DIRECTIONS FOR THIS TASK: Your task is to copy every entry exactly.

SUPPLIED RECORDS:
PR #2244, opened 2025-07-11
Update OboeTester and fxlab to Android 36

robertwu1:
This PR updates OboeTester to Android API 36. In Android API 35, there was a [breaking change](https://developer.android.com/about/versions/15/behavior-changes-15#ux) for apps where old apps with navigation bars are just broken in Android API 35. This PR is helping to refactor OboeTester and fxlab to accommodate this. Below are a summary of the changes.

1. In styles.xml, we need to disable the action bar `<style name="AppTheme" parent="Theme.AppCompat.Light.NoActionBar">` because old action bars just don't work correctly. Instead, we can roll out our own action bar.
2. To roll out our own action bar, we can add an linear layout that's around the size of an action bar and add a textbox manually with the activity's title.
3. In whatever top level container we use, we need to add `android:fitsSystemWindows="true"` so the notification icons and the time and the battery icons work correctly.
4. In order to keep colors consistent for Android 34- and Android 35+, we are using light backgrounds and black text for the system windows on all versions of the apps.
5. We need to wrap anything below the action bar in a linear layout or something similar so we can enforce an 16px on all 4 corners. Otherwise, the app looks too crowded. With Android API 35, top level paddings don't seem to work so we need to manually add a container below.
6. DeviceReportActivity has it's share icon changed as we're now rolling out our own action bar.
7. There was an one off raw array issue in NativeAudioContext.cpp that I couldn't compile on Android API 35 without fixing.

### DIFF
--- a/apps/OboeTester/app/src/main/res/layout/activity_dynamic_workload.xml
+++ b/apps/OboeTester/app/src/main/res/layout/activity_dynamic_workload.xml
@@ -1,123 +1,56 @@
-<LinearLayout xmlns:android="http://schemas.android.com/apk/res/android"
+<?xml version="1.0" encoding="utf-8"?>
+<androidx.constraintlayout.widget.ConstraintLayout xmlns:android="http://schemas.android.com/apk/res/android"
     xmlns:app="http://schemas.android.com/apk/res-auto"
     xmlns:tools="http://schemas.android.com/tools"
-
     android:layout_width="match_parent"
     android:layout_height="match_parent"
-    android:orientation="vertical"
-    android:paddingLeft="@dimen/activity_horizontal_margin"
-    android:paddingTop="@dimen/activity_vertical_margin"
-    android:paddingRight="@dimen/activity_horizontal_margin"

YOUR SOLUTION:
PR #2244, opened 2025-07-11
Update OboeTester and fxlab to Android 36

robertwu1:
This PR updates OboeTester to Android API 36. In Android API 35, there was a [breaking change](https://developer.android.com/about/versions/15/behavior-changes-15#ux) for apps where old apps with navigation bars are just broken in Android API 35. This PR is helping to refactor OboeTester and fxlab to accommodate this. Below are a summary of the changes.

1. In styles.xml, we need to disable the action bar `<style name="AppTheme" parent="Theme.AppCompat.Light.NoActionBar">` because old action bars just don't work correctly. Instead, we can roll out our own action bar.
2. To roll out our own action bar, we can add an linear layout that's around the size of an action bar and add a textbox manually with the activity's title.
3. In whatever top level container we use, we need to add `android:fitsSystemWindows="true"` so the notification icons and the time and the battery icons work correctly.
4. In order to keep colors consistent for Android 34- and Android 35+, we are using light backgrounds and black text for the system windows on all versions of the apps.
5. We need to wrap anything below the action bar in a linear layout or something similar so we can enforce an 16px on all 4 corners. Otherwise, the app looks too crowded. With Android API 35, top level paddings don't seem to work so we need to manually add a container below.
6. DeviceReportActivity has it's share icon changed as we're now rolling out our own action bar.
7. There was an one off raw array issue in NativeAudioContext.cpp that I couldn't compile on Android API 35 without fixing.

### DIFF
--- a/apps/OboeTester/app/src/main/res/layout/activity_dynamic_workload.xml
+++ b/apps/OboeTester/app/src/main/res/layout/activity_dynamic_workload.xml
@@ -1,123 +1,56 @@
-<LinearLayout xmlns:android="http://schemas.android.com/apk/res/android"
+<?xml version="1.0" encoding="utf-8"?>
+<androidx.constraintlayout.widget.ConstraintLayout xmlns:android="http://schemas.android.com/apk/res/android"
     xmlns:app="http://schemas.android.com/apk/res-auto"
     xmlns:tools="http://schemas.android.com/tools"
-
     android:layout_width="match_parent"
     android:layout_height="match_parent"
-    android:orientation="vertical"
-    android:paddingLeft="@dimen/activity_horizontal_margin"
-    android:paddingTop="@dimen/activity_vertical_margin"
-    android:paddingRight="@dimen/activity_horizontal_margin"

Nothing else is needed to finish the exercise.